Edward interrupted, "Captain Nolan wants to see everyone's passports and get names, which he'll run through every database he can find." We'd already been warned this was not just likely, but a given, which was why everyone had chosen identities that had nothing questionable attached to them. It would so have ruined the trip if someone's name came up on an Interpol list for something. But there would be no issue with Magda Sanderson, Jacob Pennyfeather, Ethan Flynn, Domino Santana, Kaazim Fath, Russell Jones, or Nicky Murdoch.
Everyone just lined up and sh
owed him their passports, much as they had for the nicer and more polite customs officials. In fact, the woman said, "We've already checked their passports and their cards."

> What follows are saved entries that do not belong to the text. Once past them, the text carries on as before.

PR #5128, opened 2026-08-13
DIFFRACTION: add compute xrd/fft, support triclinic cells, and fix several defects

stanmoore1:
**Summary**

Adds `compute xrd/fft`, which computes the same X-ray diffraction pattern as `compute xrd` using fast Fourier transforms instead of the direct sum, and fixes a number of defects found in the DIFFRACTION package while working on it.

The direct sum costs one sine and one cosine per (reciprocal lattice node, atom) pair, which is prohibitive for large cells. The sum is a type-weighted non-uniform Fourier transform, so it is evaluated here by spreading the atoms onto a uniform mesh with a Kaiser-Bessel window, taking one FFT per chemical element, and dividing out the analytic Fourier transform of the window. `compute xrd/fft` takes the same arguments as `compute xrd` and produces the same rows in the same order, so it is a drop-in replacement in existing input scripts.

On the shipped `examples/PACKAGES/diffraction/in.BulkNi` (32000 atoms, 90152 nodes) it reproduces the stored 2018 reference histogram to 3.5e-6 in 0.23 s, against 56.5 s for the direct sum. Scaling for face-centered cubic nickel with `2Theta 40 80 c 2 2 2`:

| atoms | nodes | `xrd` | `xrd/fft` | speedup |
|---|---|---|---|---|
| 864 | 2460 | 0.07 s | 0.01 s | 7x |
| 4000 | 11270 | 1.39 s | 0.02 s | 70x |
| 10976 | 30928 | 10.4 s | 0.07 s | 148x |
| 32000 | 90152 | 87.0 s | 0.47 s | 185x |
| 256000 | 719238 | ~1.5 h (extrapolated) | 5.6 s | ~1000x |

The remaining commits are independent of the new style and each stand on their own:

* **Cobalt selected the wrong scattering factors.** `XRDtypeList` listed `"Co"` twice, as the second and third of the three cobalt entries, and the lookup loop had no `break`, so the last match won. The coefficients of the third entry sum to 24 electrons at zero scattering angle and match the tabulated Co(3+) values, so `Co` selected the Co(3+) factors while neutral cobalt, whose coefficients sum to 27, was unreachable, and Co(3+) could not be requested at all. The third entry is now spelled `"Co3+"`.
* **Integer overflows.** `ComputeXRD::init()` walked the search box with a flattened index computed as a product of three `int`s, which overflows once `Knmax` reaches 645 and made the calculation abort with a rows mismatch. Both computes also counted nodes in an `int` and then allocated three `int`s per node without checking, and assigned the `bigint` returned by `group->count()` to an `int`, which is the divisor that normalizes the intensity.
* **The pattern did not follow the box.** The reciprocal lattice was built once, when the compute was defined. Expanding a 3.52 Angstrom face-centered cubic nickel cell by 5% left the strongest reflection at 44.59 degrees instead of moving it to 42.36, and cut its intensity from 4.81e6 to 1.66e6. It now follows the approach of the kspace styles: which nodes are explored stays fixed, since the number of rows of the output array cannot change, but the reciprocal lattice vectors are scaled with the cell.
* **Triclinic cells are supported** by `compute xrd` and `compute xrd/fft`.
* **`compute saed` used the wrong scattering factors above `Kmax` 4.** Two coefficient sets are tabulated per element, one fitted for sin(theta)/lambda below 2 and one for 2 to 6, but the set was chosen once from `Kmax` rather than per node, so a calculation with `Kmax` above 4 used the upper range everywhere.
* **Swapped references.** Each manual page carried the scattering factor references belonging to the other one.

**Related Issue(s)**

None.

**Author(s)**

Stan Moore (stanmoore1@gmail.com), corresponding author for the new files.

The DIFFRACTION package was created by Shawn P. Coleman (scolema3 at gmail.com), with Douglas Spearot, both then at the University of Arkansas. `compute xrd/fft` derives from their `compute xrd`, and its spreading kernel follows the Kaiser-Bessel non-uniform FFT in a `compute structure/factor/fft` prototype written by Stan Moore.

**Licensing**

The code, documentation, tests and example scripts in this pull request were generated with Claude Code (Anthropic) Opus 5, under human direction.

The reference values stored in the new unit tests were not written by hand: `compute-xrd-fft.yaml`, `compute-xrd-fft-default.yaml` and `compute-xrd-fft-triclinic.yaml` store the values produced by the direct sum, so that the tests assert agreement between the FFT path and `compute xrd` rather than agreement with previously recorded output of the FFT path itself.

**Backward Compatibility**

Input scripts are unaffected, but four changes alter results, in each case because the previous result was wrong:

1. `compute xrd` with type `Co` now uses the neutral cobalt scattering factors rather than those of Co(3+). `Co3+` is now a valid type name.
2. `compute saed` with `Kmax` above 4 now selects the scattering factor coefficients per node. The default `Kmax` of 1.7 never reached the affected range.
3. `compute xrd` and `compute saed` under `fix npt`, `fix deform` or `change_box` previously reported the diffraction angles of the box as it was when the compute was defined. `compute xrd` now rescales with the cell; `compute saed` warns, because `fix saed/vtk` derives the same reciprocal lattice independently for its grid headers and the two would otherwise disagree.
4. `compute xrd` now accepts, and ignores, the `order` and `oversample` keywords, which are used by `compute xrd/fft`. Its option loop enumerates the reciprocal lattice nodes and cannot be extended from the derived class, so the keywords are parsed there. This is the one part reviewers may want to see done differently.

**Implementation Notes**

`ComputeXRDFFT` derives from `ComputeXRD` and calls its constructor and `init()`, so the set and ordering of reciprocal lattice nodes is identical by construction rather than by reimplementation.

`compute xrd` samples reciprocal space at multiples of the reciprocal lattice vectors scaled by the `c` parameters. The phase of node index d is 2 pi times the projection of the position on the d-th such vector, and is periodic in that projection, so folding it into one period is exact rather than an approximation. That holds whether the period is longer than the simulation box (small `c` values) or shorter than it (large `c` values, as `in.BulkNi` uses), so one uniform mesh covers every case.

The mesh cannot be decomposed spatially, because when the period is shorter than the box two points far apart in space fold onto the same mesh cell while living on different MPI ranks. It is divided into slabs along z instead: every rank spreads onto a full copy and one `MPI_Reduce_scatter` produces the owned slab, which is also the layout `FFT3d` takes as input and output. With more ranks than mesh planes the trailing ranks own nothing and take no part in the transform, on a communicator holding only the ranks that do, since not every FFT backend accepts an empty block. The mesh therefore depends only on the settings of the compute, not on the number of ranks, and results are reproducible across rank counts.

For a triclinic cell the mesh is built on the rows of the inverse box matrix instead of on the coordinate axes, as the kspace styles do. Those rows are exactly zero off the diagonal for an orthogonal cell, so the same expression covers both cases and reproduces the orthogonal results bit for bit. The index of a node satisfies i = K.a_i/c_i, so the search is bounded by Kmax*|a_i|/c_i, which grows with the tilt the same way the kspace grid has to.

One transform is done per distinct element rather than per atom type, and each atom is spread once in total. The owning rank forms the intensity locally, so the reduction is one value per row.

Verification:

* Against an independent implementation written from the equations on the manual page: 2104 nodes for an orthogonal cell, agreeing to 5e-14 for `compute xrd` and 2e-11 for `compute xrd/fft`; 2236 nodes for a cell tilted in all three directions, agreeing to 4e-13 and 1e-11.
* Against `compute xrd` in the same run across `c` values spanning periods longer than, equal to and shorter than the box, anisotropic `c`, `manual` spacing, both `LP` settings, `2Theta` in degrees and radians, one and two elements, cubic, non-cubic and triclinic cells, periodic and non-periodic directions, crystalline and disordered configurations, a subgroup rather than `all`, and molecular dynamics with the compute invoked every step across several `run` commands.
* Reproducible across 1, 2, 3, 4, 8, 16, 24 and 32 MPI ranks, including cases where more ranks than mesh planes leave some ranks idle.
* By cell choice invariance: tilting xy by a full box length replaces the cell vector a2 by a2+a1, which generates the same lattice and moves no atom, and the histogrammed pattern of `compute xrd` is then unchanged bit for bit.
* The error falls geometrically with the `order` keyword. For a single atom the relative error of the intensity is 1.2e-6, 1.3e-8 and 1.2e-10 at order 7, 9 and 11. For N atoms the error of a strong reflection stays at that level while the relative error of the weak diffuse intensity between reflections grows as the square root of N, which the measurements confirm (1.15e-6 times sqrt(864) predicts 3.3e-5, measured 3.41e-5).
* AddressSanitizer reports no leaks and no memory errors attributable to these changes, checked against a control run containing no computes.
* Both FFT backends available here, the bundled KISS FFT and FFTW3, give identical results; a single precision build works and warns that it limits the accuracy of weak diffuse intensities.
* `examples/PACKAGES/diffraction/in.BulkNi` still reproduces its stored reference histogram exactly.

Not addressed here: `compute saed` still rejects triclinic cells, because `fix saed/vtk` writes its output on an orthogonal image grid which cannot represent an oblique reciprocal lattice, so that needs a different output format rather than only a change to the compute. `fix saed/vtk` has no test coverage at all. `compute xrd` and `compute saed` remain largely duplicated, and a shared non-uniform FFT helper would make a `compute saed/fft` nearly free.

**Post Submission Checklist**

`compute xrd/fft` needs the FFT wrappers of the KSPACE package. Following the precedent of `fix phonon`, a new `src/DIFFRACTION/Install.sh` and `cmake/Modules/Packages/DIFFRACTION.cmake` install it only when KSPACE is present, so DIFFRACTION continues to build on its own. Both directions were tested with CMake and with the traditional make build.

`make html` and `make spelling` complete without new warnings, and `make check` in `doc` passes.


sjplimp (changes requested):
@stanmoore1 Looks like a nice idea for perf improvement.  Have you asked Shawn or Doug to take a look at it ?  Last I knew Doug was at U Florida.

stanmoore1:
@scolema3 do you have any feedback on this pull request? Thank you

"I don't need to see their cards to know they're shifters," Nolan said, and he made the last word sound like it was something nasty. He was rapidly losing all his brownie points with me.
He looked at the passports as if he expected some of them to be fake. The customs officials were all getting a little insulted, because he made it obvious that he didn't trust them to have checked the documents sufficiently. That extra energy that rode around him was beginning to prickle along my skin like insects marching. It was almost like some lycanthrope energy I'd felt before I carried my own flavor of it, but if he'd been a shapeshifter himself, why would he need us to bring our own to play with his team?
"I guess you'll do. Grab your other gear off the plane and let's go," he said at last.
The female customs official said, "If there's more luggage coming off that plane, we have to inspect it."
Nolan turned back to her, took an ID out of one of the Velcro pockets on his pants, and showed it to her.
She scowled at him, very unhappy. "You can't keep doing this."